Many members will be taking to the road this summer, in their Classic Thunderbirds, to attend the various regional conventions and some will be driving several hundred miles. The T’Bird maintenance item most often overlooked for the trip is the age of the tires. Collector cars are not used daily and in some cases the tires have very few miles, this coupled with the fact that they still look new, we tend to not consider their age.

Rubber products start to slowly deteriorate shortly after they are manufactured. The Department of Transportation (DOT) requires all tire manufactures to serial number and date code all tires. These numbers are found on the exterior tire sidewall facing the underside of the car.
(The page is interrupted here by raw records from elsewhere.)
Issue #1071, opened 2017-07-25
warpconvert: Invert field


Lestropie:
As required for #874. Need the option to calculate the inverse of a displacement / deformation field.

Alternatively, would this be considered something other than a "conversion" and hence require a different command? E.g. `warpcalc` (since `transformcalc` has a `-inverse` option)?

Would also suggest that the `-type` option in `warpconvert` should in fact be a compulsory argument, since the default behaviour when this option is not provided is not entirely obvious.

Issue #1084, opened 2017-08-10
dwipreproc: Rework odd axis dimension solution


Lestropie:
Currently, if the SE-EPI image series provided to `topup` has one or more spatial axis with odd dimension, these images are cropped by `dwipreproc`; if this is not performed, `topup` crashes  when it tries to downsample the images. However the resulting field is currently passed to `eddy` as-is (and this worked for my testing in the past). This situation now however results in `eddy` crashing with:
`"Image Exception : #3 :: Attempted to add images/ROIs of different sizes"`

So, a few things then:

- Could simply perform a corresponding crop of the DWI input series as well, and this would probably work in most situations.

- It would however be better to pad the images by duplicating the outermost slice (for each problematic axis), then crop those padded slices out after `eddy` has completed.

- More fundamentally though, this would suggest that at some point, the output field from `topup` and the input DWIs to `eddy` are being concatenated and hence assumed to lie on the same grid. Therefore, if the two main inputs to `dwipreproc` (i.e. the DWI and the `-se_epi` option) are not on the same image grid, cropping / padding axes only solves one of a number of problems.
The most general solution would be to use `topup` to estimate the field, register the input to `topup` to the input to `eddy`, *re-grid* the estimated field to that of the input DWIs, then run `eddy`. This is basically the second option described for #874. It is however made more difficult by the fact that the primary output from `topup` (i.e. the one that `eddy` actually uses) is parameterised as spline coefficients, and therefore resampling these spline coefficients based on a new voxel grid would be quite tricky.

What I thought may have been the best approach is:

- If the DWIs have one or more axes with odd dimension, pad appropriately.

- If provided separately, resample the SE-EPI images to the same voxel size & dimensions as the DWIs.

- Run `topup`.

- Perform rigid-body registration such that the corrected output from `topup`, when simulated to have the same phase-encoding as the first volume in the `eddy` input, is aligned with that first volume in the `eddy` input.

- Run `eddy`.

This however would only work if `eddy` were to honour the header transformation in the `topup` output field image (the one containing the spline coefficients). If it *doesn't* (as I suspect is the case, given that it appears to be concatenating this field with the DWIs), then this approach doesn't work.

So, thinking aloud, here's an alternative:

- Pad DWIs for odd dimensions as before

- Run `topup` on the native SE-EPI data (padding odd dimensions if necessary)

[...]

PR #1159, opened 2017-10-05
Dwipreproc: -align_seepi option

Lestropie:
OK, here we go again... :worried: 

Related to #874, #1051, #1084.

An explicit option `-align_seepi` is added to the `dwipreproc` script, which instructs the script that the user wishes to enforce alignment between the inhomogeneity field as estimated by `topup`, and the estimations & corrections performed by `eddy`. It does this by ensuring that the first volume in the series input to `topup` is precisely the same volume as the first volume in the series input to `eddy`.

More specifics & addendums:

- If the volumes within the `-se_epi` input do not contain any phase-encoding contrast, previously the script would immediately abort, as it was impossible to estimate the inhomogeneity field. Now, if this occurs *and* the `-align_seepi` option is provided, the script will concatenate the DWI *b*=0 volumes with the `-se_epi` input, and re-check the requirement of phase-encoding contrast. This is to account for e.g. labs that acquire a single P>>A *b*=0 and then their A>>P DWIs; but also, if one is not going to acquire *all* DWIs with reversed phase-encoding, rather than e.g. acquiring one A>>P *b*=0, one P>>A *b*=0, then A>>P DWIs, for the same total acquisition time one could instead acquire ~ 5 P>>A *b*=0 images then A>>P DWIs, giving more data to `topup`. This is especially true for multi-band acquisitions due to the extra calibration time.

- If the first volume in the DWIs is not a *b*=0 (unlikely, but nevertheless possible), the DWI volumes are permuted such that the first *b*=0 volume becomes volume index 0, and then permuted back to their original order after `eddy`. This is necessary due to the `topup` / `eddy` silent mutual agreement regarding the reference space.

- If the `-se_epi` input image does not match the DWI voxel grid, it is immediately re-gridded to the DWI voxels. Even if the `-align_seepi` option is *not* used, it's still necessary for the `topup` estimated field and the DWIs input to `eddy` to be defined on the same grid: `eddy` appears to perform some internal concatenation step between these data, and so errors out if they don't match. Reports [here](http://community.mrtrix.org/t/dwipreproc-on-multiband-hpc-like-dsi-failed/1185) and [here](http://community.mrtrix.org/t/errors-with-dwidenoise-and-dwipreproc/1174).

- If `-align_seepi` is used, check header fields for information relating to TE, TR and flip angle, since these influence image contrast and may therefore invalidate the assumptions required for this option to work. Also capture these fields from DICOM import.

- `topup` cannot operate on images where one of the three spatial dimensions has an odd number of voxels; likely due to downsampling by a factor of 2 and experiencing a buffer overflow. Previously this was dealt with by cropping the image provided to `topup` by one voxel along relevant axes. However this removes image information, and stopped working when `eddy` started performing an internal concatenation step (since the DWIs were not also correspondingly cropped). This has been altered to not only manipulate both the DWI and SE-EPI images, but also to *pad* problematic axes with duplicate image information as opposed to cropping, and then crop the resulting series after `eddy` has completed. Therefore the image output by the script should always have the same size in the three spatial dimensions as the input image.

- `warpinvert`: New command, but not actually used (was going to be necessary for an alternative `dwipreproc` alignment approach).

There's a bit of gymnastics going on, and a lot of possible code paths, so I'm not expecting that anyone's going to be able to spot issues from the code alone; but you never know.

I've tested it on a reasonable range of possible input data configurations, including presence & absence of the above confounds, and different `-rpe_*` options. But ultimately it probably needs field testing...


Lestropie:
Closes #1071.

Lestropie:
Took me a lot of attempts, but this finally passed testing...

Merging as I've got multiple changes to `dwipreproc` stacking up, and this is unlikely to get more testing than I've already thrown at it by just sitting here. So I'm hoping to get all of the changes into `dev`, and then have our RAs giving all of the changes a good testing.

DOT and the National Highway Traffic Safety Administration (NHTSA) requires that the tire identification code be a combination of eleven or twelve letters and numbers that identify the manufacturing location, tire size, manufacturer’s code plus week and year that the tire was manufactured.

Currently the week and year the tire was manufactured is contained in the last four digits of the serial number, with the first two digits identifying the week the tire was manufactured immediately followed by two digits used to identify the year.

Example XXXXXXXX 4800, 48 indicates the week of the year, 00 indicates the year 2000. If the date was 4801 it would be the 48th week of 2001.

Tires manufactured prior to 2000 have a three digit date code. For example: 422 Indicates the 42nd week and the 2 represents 1992. This tire would be considered unsafe even as a spare.

Ford Motor Co as well as other car manufactures added a 6 year Tire replacement recommendation, regardless of tread wear, to its website and all 2006 Owners Manuals.